- **EXERCISE BRIEF**
Please read the records below and return each line holding the string "just".

Stored data
PR #1748, opened 2022-11-01
Converting `VisualElement` to class

mattgperry:
Changing `VisualElement` from a factory function to a class reduces memory usage on framer.com by 25%, from 44mb to 33mb.


dev/projection/script-undo.js
```diff
@@ -83,7 +83,7 @@ Undo.createNode = (element, parent, options = {}, overrideId) => {
         scheduleRender()
     }
 
-    node.render = () => visualElement.syncRender()
+    node.render = () => visualElement.render()
```
nvh, line 86: What's the difference between `syncRender` and `render`?

mattgperry: I just renamed the method as there wasn't a public `render` method anyway and so the `sync` seemed a bit redundant, perhaps it was legacy

packages/framer-motion/src/gestures/drag/VisualElementDragControls.ts
```diff
@@ -78,7 +78,7 @@ export class VisualElementDragControls {
     private elastic = createBox()
 
     constructor(visualElement: VisualElement) {
-        this.visualElement = visualElement
+        this.visualElement = visualElement as any
```
nvh, line 81: Oof, any way we can avoid this cast?

nvh: maybe?
```suggestion
    constructor(visualElement: VisualElement<HTMLElement>) {
        this.visualElement = visualElement
```

packages/framer-motion/src/gestures/drag/VisualElementDragControls.ts
```diff
@@ -490,7 +490,7 @@ export class VisualElementDragControls {
          * Update the layout of this element and resolve the latest drag constraints
          */
         const { transformTemplate } = this.visualElement.getProps()
-        this.visualElement.getInstance().style.transform = transformTemplate
+        this.visualElement.current!.style.transform = transformTemplate
```
nvh, line 493: This also doesn't look good. There surely must be something we can do with the types here.

packages/framer-motion/src/gestures/drag/VisualElementDragControls.ts
mattgperry: Ah yeah, fixed this now

packages/framer-motion/src/render/types.ts
```diff
@@ -170,14 +37,109 @@ export type VisualElementOptions<Instance, RenderState = any> = {
...
+     */
+    onUnmount?(): void
+}
+
+export type EventProps = LayoutLifecycles & AnimationLifecycles
+
+export type CreateVisualElement<Instance> = (
+    Component: string | React.ComponentType<React.PropsWithChildren<unknown>>,
+    options: VisualElementOptions<Instance>
+) => VisualElement<Instance>
```
nvh, line 145: Why is this type needed? We shoud be able to use the constructor form VisualElement, right?

packages/framer-motion/src/render/types.ts
```diff
@@ -170,14 +37,109 @@ export type VisualElementOptions<Instance, RenderState = any> = {
...
+     */
+    onLayoutAnimationStart?(): void
+
+    /**
+     * @internal
+     */
+    onLayoutAnimationComplete?(): void
+}
+
+export interface AnimationLifecycles {
```
nvh, line 77: Not, sure but is lifecycle one word or two?
```suggestion
export interface AnimationLifeCycles {
```

packages/framer-motion/src/gestures/drag/VisualElementDragControls.ts
mattgperry: Yeah we can do a check here for `current` but we're making explicit here something that was actually theorhetically not true (that `getInstance()` would always return an element) even when it effectively was true

mattgperry: Ok updated with checks

packages/framer-motion/src/render/types.ts
mattgperry: This is a function that returns **a** visual element. For our DOM motion components this can be either `HTMLVisualElement` or `SVGVisualElement`

packages/framer-motion/src/gestures/drag/VisualElementDragControls.ts
nvh: I think if we think it should crash, we should make that explicit (with an assert or throwing an error) if it shouldn't crash, we should just do a check.

packages/framer-motion/src/render/types.ts
mattgperry: TIL it is two words

packages/framer-motion/src/motion/features/viewport/use-viewport.ts
```diff
@@ -93,7 +93,7 @@ function useIntersectionObserver(
         }
 
         return observeIntersection(
-            visualElement.getInstance(),
+            visualElement.current!,
```
nvh, line 96: We should add a check here too.

packages/framer-motion/src/render/types.ts
mattgperry: Ah but in terms of programming it's normally one word https://reactjs.org/docs/state-and-lifecycle.html

packages/framer-motion/src/motion/index.tsx
```diff
@@ -135,7 +135,7 @@ export function createMotionComponent<Props extends {}, Instance, RenderState>({
                             visualState,
                             context.visualElement,
                             externalRef
-                        ),
+                        ) as React.Ref<Instance>,
```
nvh, line 138: Can we do without this cast? Maybe by making `useMotionRef` generic?

packages/framer-motion/src/motion/utils/use-visual-element.ts
```diff
@@ -21,8 +22,9 @@ export function useVisualElement<Instance, RenderState>(
     const presenceContext = useContext(PresenceContext)
     const reducedMotionConfig = useContext(MotionConfigContext).reducedMotion
 
-    const visualElementRef: MutableRefObject<VisualElement | undefined> =
-        useRef(undefined)
+    const visualElementRef: MutableRefObject<
+        VisualElement<Instance> | undefined
+    > = useRef(undefined)
```
nvh, line 27: I think you can infer the type by doing 
```suggestion
    const visualElementRef = useRef<VisualElement<Instance>>(undefined)
```

packages/framer-motion/src/motion/features/viewport/use-viewport.ts
mattgperry: Added check

packages/framer-motion/src/render/VisualElement.ts
```diff
@@ -0,0 +1,810 @@
...
+const propEventHandlers = [
+    "AnimationStart",
+    "AnimationComplete",
+    "Update",
+    "Unmount",
+    "BeforeLayoutMeasure",
+    "LayoutMeasure",
+    "LayoutAnimationStart",
+    "LayoutAnimationComplete",
+]
```
nvh, line 52: Ah, we are. I think we can do
```suggestion
const propEventHandlers = [
    "AnimationStart",
    "AnimationComplete",
    "Update",
    "Unmount",
    "BeforeLayoutMeasure",
    "LayoutMeasure",
    "LayoutAnimationStart",
    "LayoutAnimationComplete",
] as const
```
here to improve the type

packages/framer-motion/src/motion/utils/use-visual-element.ts
mattgperry: Thanks, changed this

packages/framer-motion/src/render/VisualElement.ts
nvh: Or, event better:
```suggestion
const propEventHandlers: (keyof VisualElementEventCallbacks)[] = [
    "AnimationStart",
    "AnimationComplete",
    "Update",
    "Unmount",
    "BeforeLayoutMeasure",
    "LayoutMeasure",
    "LayoutAnimationStart",
    "LayoutAnimationComplete",
]
```

packages/framer-motion/src/render/VisualElement.ts
```diff
@@ -0,0 +1,810 @@
...
+        callback: VisualElementEventCallbacks[EventName]
+    ) {
+        if (!this.events[eventName]) {
+            this.events[eventName] = new SubscriptionManager()
+        }
+
+        return this.events[eventName].add(callback)
+    }
+
+    notify<EventName extends keyof VisualElementEventCallbacks>(
```
nvh, line 804: Does it need to be `extends`?
Don't we always want it to be one of the `VisualElementEventCallbacks`?

packages/framer-motion/src/render/VisualElement.ts
```diff
@@ -0,0 +1,810 @@
...
+    /**
+     * Create an object of the values we initially animated from (if initial prop present).
+     */
+    private initialValues: ResolvedValues
+
+    /**
+     * An object containing a SubscriptionManager for each active event.
+     */
+    private events: {
+        [key: string]: SubscriptionManager<any>
```
nvh, line 304: This could also be stronger typed.

packages/framer-motion/src/motion/index.tsx
mattgperry: Ah yeah I had to just pass a few more generics around

packages/framer-motion/src/render/VisualElement.ts
mattgperry: I've just added this, is this saying the array doesnt change?

packages/framer-motion/src/render/VisualElement.ts
```diff
@@ -0,0 +1,810 @@
...
+]
+
+/**
+ * A VisualElement is an imperative abstraction around UI elements such as
+ * HTMLElement, SVGElement, Three.Object3D etc.
+ */
+export abstract class VisualElement<
+    Instance = unknown,
+    RenderState = unknown,
+    Options extends {} = {}
```
nvh, line 61: I find it hard to view the differences from the factory function in this file, but I assume apart from syntax, not much changed?

packages/framer-motion/src/render/html/HTMLVisualElement.ts
```diff
@@ -11,87 +9,52 @@ import { scrapeMotionValuesFromProps } from "./utils/scrape-motion-values"
...
-                (isCSSVariable(key)
-                    ? computedStyle.getPropertyValue(key)
-                    : computedStyle[key]) || 0
-
-            return typeof value === "string" ? value.trim() : value
-        }
-    },
-
-    sortNodePosition(a, b) {
+export abstract class DOMVisualElement<
```
nvh, line 23: Can we put this in it's own file?

packages/framer-motion/src/render/types.ts
nvh: Can we make it specific to those visual elements then?
Don't feel strongly, because I don't have full context, so feel free to leave as is too.

packages/framer-motion/src/render/utils/__tests__/animation-state.test.ts
```diff
@@ -1,47 +1,59 @@
...
 import { checkTargetForNewValues, getOrigin } from "../setters"
-import { visualElement } from "../../"
 import { MotionProps } from "../../../motion/types"
 import { createHtmlRenderState } from "../../html/utils/create-render-state"
 import { createBox } from "../../../projection/geometry/models"
+import { VisualElement } from "../../VisualElement"
+import { TargetAndTransition } from "../../.."
 
-const stateVisualElement = visualElement<
+class StateVisualElement extends VisualElement<
```
nvh, line 11: Is this one only for testing? Should we move it to it's own file?

packages/framer-motion/src/render/VisualElement.ts
```diff
@@ -0,0 +1,813 @@
...
+        [key: string]: SubscriptionManager<any>
+    } = {}
+
+    /**
+     * An object containing an unsubscribe function for each prop event subscription.
+     * For example, every "Update" event can have multiple subscribers via
+     * VisualElement.on(), but only one of those can be defined via the onUpdate prop.
+     */
+    private propEventSubscriptions: {
+        [key: string]: VoidFunction
```
nvh, line 313: Not sure if possible, but maybe?
```suggestion
        [key: keyof typeof propEventHandlers]: VoidFunction
```

packages/framer-motion/src/render/VisualElement.ts
mattgperry: Yeah I'm not sure how else to type it though. By doing it like this I can send `EventName` through to `callback: VisualElementEventCallbacks[EventName]` and get the correct type for that.

packages/framer-motion/src/render/VisualElement.ts
mattgperry: Yeah most of it is the same really

packages/framer-motion/src/render/html/HTMLVisualElement.ts
mattgperry: Ah yeah I will do - this was actually messing with VSC's parsing of the second class too

packages/framer-motion/src/render/utils/__tests__/animation-state.test.ts
mattgperry: Done!

packages/framer-motion/src/render/VisualElement.ts
mattgperry: This gives me 

```
An index signature parameter type cannot be a literal type or generic type. Consider using a mapped object type instead.
```

packages/framer-motion/src/render/VisualElement.ts
nvh: `as const` makes sure it is not typed as `string[]`, but a tuple of these string values

packages/framer-motion/src/render/VisualElement.ts
nvh: I looked into improving this, but Typescript won't let me.

nvh (approved):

- **ANSWER FOR THE TASK**
mattgperry: I just renamed the method as there wasn't a public `render` method anyway and so the `sync` seemed a bit redundant, perhaps it was legacy
nvh: I think if we think it should crash, we should make that explicit (with an assert or throwing an error) if it shouldn't crash, we should just do a check.
mattgperry: Ah yeah I had to just pass a few more generics around
mattgperry: I've just added this, is this saying the array doesnt change?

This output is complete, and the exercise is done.